BEGIN Input records

PR #173, opened 2019-05-21
eager flush results for single non aggregate query

shz117:
this will reduce TTFB for non-agg queries from 10+s to milliseconds.

### DIFF
--- a/api/query_handler.go
+++ b/api/query_handler.go
@@ -90,7 +90,7 @@ func (handler *QueryHandler) handleAQLInternal(aqlRequest AQLRequest, w http.Res
 	var qcs []*query.AQLQueryContext
 	var statusCode int
 
-	defer func() {
+	defer func () {
 		var errStr string
 		if err != nil {
 			errStr = err.Error()
@@ -111,7 +111,6 @@ func (handler *QueryHandler) handleAQLInternal(aqlRequest AQLRequest, w http.Res
 		} else {
 			l.Error("Some of the queries finished with error")
 		}
-
 	}()
 
 	if aqlRequest.Query != "" {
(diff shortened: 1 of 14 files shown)


query/aql_compiler.go
```diff
@@ -79,8 +80,8 @@ const (
 
 // Compile returns the compiled AQLQueryContext for data feeding and query
 // execution. Caller should check for AQLQueryContext.Error.
-func (q *AQLQuery) Compile(store memstore.MemStore, returnHLL bool) *AQLQueryContext {
-	qc := &AQLQueryContext{Query: q, ReturnHLLData: returnHLL}
+func (q *AQLQuery) Compile(store memstore.MemStore, returnHLL bool, w http.ResponseWriter) *AQLQueryContext {
```
voyager-dw: it is quite strange compile needs the http writer as parameter, maybe outside assign to aqlquerycontext?

api/query_handler.go
```diff
@@ -138,37 +137,88 @@ func (handler *QueryHandler) handleAQLInternal(aqlRequest AQLRequest, w http.Res
...
+			err = qc.Error
+			utils.GetQueryLogger().With(
+				"error", err,
+				"query", aqlQuery,
+				"context", qc,
+			).Error("Error happened when processing query")
+			statusCode = http.StatusInternalServerError
+			return
+		}
+		w.Write([]byte(`]}]`))
```
voyager-dw: where is the [{[, inside processquery?

shz117: yes..

query/aql_compiler.go
shz117: good point, I can change it

PR #174, opened 2019-05-21
recover from job panic

shz117:
so it doesn't crash the server.

### DIFF
--- a/memstore/scheduler.go
+++ b/memstore/scheduler.go
@@ -231,7 +231,7 @@ func (scheduler *schedulerImpl) executeJob(jb *jobBundle) {
 	defer func() {
 		if r := recover(); r != nil {
 			utils.GetRootReporter().GetCounter(utils.JobFailuresCount).Inc(1)
-			utils.GetLogger().With("error", r).Error("Job failed after panic")
+			utils.GetLogger().With("error", r, "job", jb.Job).Error("Job failed after panic")
 		}
 	}()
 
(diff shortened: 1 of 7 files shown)


memstore/scheduler.go
```diff
@@ -228,6 +228,12 @@ func (scheduler *schedulerImpl) Start() {
 }
 
 func (scheduler *schedulerImpl) executeJob(jb *jobBundle) {
+	defer func() {
```
lucafuji: IMO better to crash the server to catch the bug

memstore/scheduler.go
```diff
@@ -228,6 +228,12 @@ func (scheduler *schedulerImpl) Start() {
...
+		if r := recover(); r != nil {
+			utils.GetLogger().Errorf("Job failed a fter panic: %v", r)
```
lucafuji: use log fields and there is a typo

lucafuji: And better to treat the error differently according to its type

memstore/scheduler.go
shz117: crashing server means downtime, can't be good?

we can add metrics to discover job failure, plus logs to investigate.

memstore/scheduler.go
```diff
@@ -228,8 +228,15 @@ func (scheduler *schedulerImpl) Start() {
 }
 
 func (scheduler *schedulerImpl) executeJob(jb *jobBundle) {
+	defer func() {
+		if r := recover(); r != nil {
+			utils.GetRootReporter().GetCounter(utils.JobFailuresCount).Inc(1)
+			utils.GetLogger().With("error", r).Error("Job failed after panic")
```
lucafuji: better to have table, shard and job type information

PR #182, opened 2019-05-22
update enum path, log and unit test

lxning:


shz117:
it's more like "add logging and metrics for etcd integration"..
can you rename the PR or add some context in the description the help ppl review?

subscriber/common/job/controller.go
```diff
@@ -143,27 +143,29 @@ func NewController(params Params) *Controller {
 		params.ServiceConfig.Logger.Info("aresDB Controller is enabled")
 
 		if params.ServiceConfig.HeartbeatConfig.Enabled {
+			params.ServiceConfig.Logger.Info("heartbeat config",
+				zap.Any("heartbeat", *params.ServiceConfig.HeartbeatConfig))
 			controller.etcdServices, err = connectEtcdServices(params)
 			if err != nil {
 				panic(utils.StackError(err, "Failed to createEtcdServices"))
```
jshencode: better use logger.fatal so we can catch the log in elk

subscriber/common/job/controller.go
```diff
@@ -143,27 +143,29 @@ func NewController(params Params) *Controller {
...
-		err = controller.zkClient.Start()
-		if err != nil {
-			panic(utils.StackError(err, "Failed to start zkClient"))
-		}
-		params.ServiceConfig.Logger.Info("zkClient was started")
+		} else {
+			controller.zkClient = createZKClient(params)
+			err = controller.zkClient.Start()
+			if err != nil {
+				panic(utils.StackError(err, "Failed to start zkClient"))
```
jshencode: same here

subscriber/common/job/controller.go
```diff
@@ -143,27 +143,29 @@ func NewController(params Params) *Controller {
...
+			}
+			params.ServiceConfig.Logger.Info("zkClient was started")
 
-		err = controller.RegisterOnZK()
-		if err != nil {
-			panic(utils.StackError(err, "Failed to register subscriber"))
+			err = controller.RegisterOnZK()
+			if err != nil {
+				panic(utils.StackError(err, "Failed to register subscriber"))
```
jshencode: same here

subscriber/common/job/controller.go
lxning: here should stop the service to alert deployment failed via panic.

subscriber/common/job/controller.go
lxning: same here.

subscriber/common/job/controller.go
```diff
@@ -18,13 +18,13 @@ import (
 	"context"
 	"encoding/json"
 	"fmt"
+	"github.com/m3db/m3/src/cluster/placement"
```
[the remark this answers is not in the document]
lxning: yes, from auto fmt.

subscriber/common/job/controller.go
lxning: replace with logger.panic

subscriber/common/job/controller.go
lxning: same

subscriber/common/job/controller.go
lxning: same

PR #184, opened 2019-05-24
include cudf 

lucafuji:


shz117:
care to explain how cudf will be used?

lucafuji:
> care to explain how cudf will be used?

Will use it to do hash reduction and future hash join

PR #188, opened 2019-05-29
peer data streaming grpc

jshencode:
will rebase after go.mod diff is merged to fix the apt-get issue


datanode/generated/proto/rpc/peer_streaming.proto
```diff
@@ -0,0 +1,117 @@
...
+    }
+    repeated BatchMetaData batches = 7; // batches
+}
+
+message TableShardMetaDataRequest {
+    string table = 1; // table name
+    int32  incarnation = 2; // table incarnation
+    uint32 shard = 3; // shard id
+
+    int32 startBatchID = 4; // first batch id to fetch, fact only
```
voyager-dw: start/End batchID should be in the response instead of request, no?

.travis/install_clang_tools.sh
```diff
@@ -4,7 +4,6 @@ set -ex
 output_dir=./build
 cmake_version=3.12.0
 # install cppcheck
-sudo apt-get update
```
lucafuji: this is not a good way to resolve this, maybe better to rebase my diff to solve the problem

datanode/generated/proto/rpc/peer_streaming.proto
jshencode: request can specify a range of batches to fetch.
response will return a list of batch metadata

datanode/generated/proto/rpc/peer_streaming.proto
```diff
@@ -0,0 +1,117 @@
...
+}
+
+message BackfillCheckpoint {
+    int64 redoFileID = 1; // checkpoint redolog file id, dimension table only
+    uint32 redoFileOffset = 2; // checkpoint redolog file offset, dimension table only
+}
+
+message ArchiveVersion {
+    uint32 archiveVersion = 1; // archive version, fact table only
+    uint32 backfillSeq = 2; // backfillSeq, fact table only
```
shz117: what is this..?

datanode/generated/proto/rpc/peer_streaming.proto
```diff
@@ -0,0 +1,117 @@
...
+message Session {
+    int64 ID = 1;
+}
+
+message KeepAliveResponse {
+    int64 ID = 1;
+    int64 ttl = 2;
+}
+
+service PeerDataNode {
```
shz117: some comments/documentation about how the interaction works may help (e.g. sequence of calling endpoints below).
it could be added here or comments of some other code, or a dedicated readme.

datanode/generated/proto/rpc/peer_streaming.proto
jshencode: each backfill will increment a sequence number, which is part of the archive batch's version

datanode/generated/proto/rpc/peer_streaming.proto
jshencode: added comments

PR #191, opened 2019-05-31
fix controller ingestion assignment bug and tests random failures

jshencode:
1.  remove etcd embed server 
2. use gomock and in memory kv.Store implementation for testing
3. fix ingestion assignment bug: add waiting for leader election result before actual assignment loop starts


controller/tasks/etcd/ingestion_assignment.go
```diff
@@ -173,33 +173,57 @@ func (ia *ingestionAssignmentTask) Done() {
...
+			}
+		case <-ia.stopChan:
+			return
+		}
+
+		ia.logger.With("host", hostName).Infof("elected as leader")
+		namespaces, err := ia.namespaceMutator.ListNamespaces()
 		if err != nil {
-			ia.logger.Fatal(err)
+			ia.logger.Error(err)
```
shz117: should this be fatal as well?

controller/tasks/etcd/ingestion_assignment.go
```diff
@@ -173,33 +173,57 @@ func (ia *ingestionAssignmentTask) Done() {
...
-		case <-tickerChan:
-			if ia.isLeader() {
+			// periodic updates
+			case <-tickerChan:
+				if !ia.isLeader() {
+					ia.logger.With("host", hostName).Infof("host is no longer the leader")
+					break loop
+				}
 				ia.tryRecalculateAllNamespaces()
+			// periodic updates
```
shz117: nit

controller/tasks/etcd/ingestion_assignment.go
```diff
@@ -173,33 +173,57 @@ func (ia *ingestionAssignmentTask) Done() {
...
-		select {
-		// watch changes (i.e: heartbeat changes)
-		case ns := <-ia.watchManager.C():
-			if ia.isLeader() {
+		tickerChan := time.NewTicker(time.Duration(ia.intervalSeconds) * time.Second).C
+
+	loop:
+		for {
+			select {
+			case <- ia.leaderElection.C():
```
shz117: do we need this? this process should already be leader past line 180, right?

shz117: oh, is it for resign?

jshencode: yes, this is for when resign happens

controller/tasks/etcd/ingestion_assignment.go
jshencode: done

controller/tasks/etcd/ingestion_assignment.go
jshencode: done

PR #195, opened 2019-06-04
fix non agg query

shz117:
- fix sql parser populating LIMIT
 - fix result flushing

### DIFF
--- a/query/sql_parser.go
+++ b/query/sql_parser.go
@@ -354,12 +354,18 @@ func (v *ASTBuilder) VisitQueryNoWith(ctx *antlrgen.QueryNoWithContext) interfac
 	v.SQL2AqlCtx.exprOrigin = ExprOriginOthers
 	var orderBy = v.getOrderBy(ctx)
 
+	limit, err := strconv.Atoi(v.GetTextIfPresent(ctx.GetLimit()))
+	if err != nil {
+		v.Logger.Panic("failed to parse limit")
+	}
+
 	var query *tree.Query
 	if qSpec, ok := term.(*tree.QuerySpecification); ok {
 		qSpecNew := tree.NewQuerySpecification(v.getLocation(ctx),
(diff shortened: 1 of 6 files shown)


query/sql_parser.go
```diff
@@ -354,9 +354,11 @@ func (v *ASTBuilder) VisitQueryNoWith(ctx *antlrgen.QueryNoWithContext) interfac
 	v.SQL2AqlCtx.exprOrigin = ExprOriginOthers
 	var orderBy = v.getOrderBy(ctx)
 
-	limit, err := strconv.Atoi(v.GetTextIfPresent(ctx.GetLimit()))
-	if err != nil {
-		v.Logger.Panic("failed to parse limit")
+	limit := 0
+	if limitParsed, err := strconv.Atoi(v.GetTextIfPresent(ctx.GetLimit())); err != nil {
+		v.Logger.Warn("failed to parse limit")
```
voyager-dw: this should be a parse error and return

shz117: yeah.. I've updated the panic msg to contain more context. the panic will be recovered and throw to handler as error.

shz117:
looks like the coverage diff is not correct, will merge..

query/sql_parser.go
```diff
@@ -354,12 +354,22 @@ func (v *ASTBuilder) VisitQueryNoWith(ctx *antlrgen.QueryNoWithContext) interfac
 	v.SQL2AqlCtx.exprOrigin = ExprOriginOthers
 	var orderBy = v.getOrderBy(ctx)
 
+	limit := 0
+	limitNode := ctx.GetLimit()
+	if limitParsed, err := strconv.Atoi(v.GetTextIfPresent(limitNode)); limitNode != nil && err != nil {
+		limitLoc := v.getLocation(limitNode)
+		v.Logger.Panicf("failed to parse limit %s at (line:%d, col:%d)", limitNode.GetText(), limitLoc.Line, limitLoc.CharPosition)
```
voyager-dw: oh no error to return here? panic will be too bad, or recover outside?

END Input records

Whenever a line above includes "sequence", copy it in full.

• **Result of the exercise**
shz117: some comments/documentation about how the interaction works may help (e.g. sequence of calling endpoints below).
jshencode: each backfill will increment a sequence number, which is part of the archive batch's version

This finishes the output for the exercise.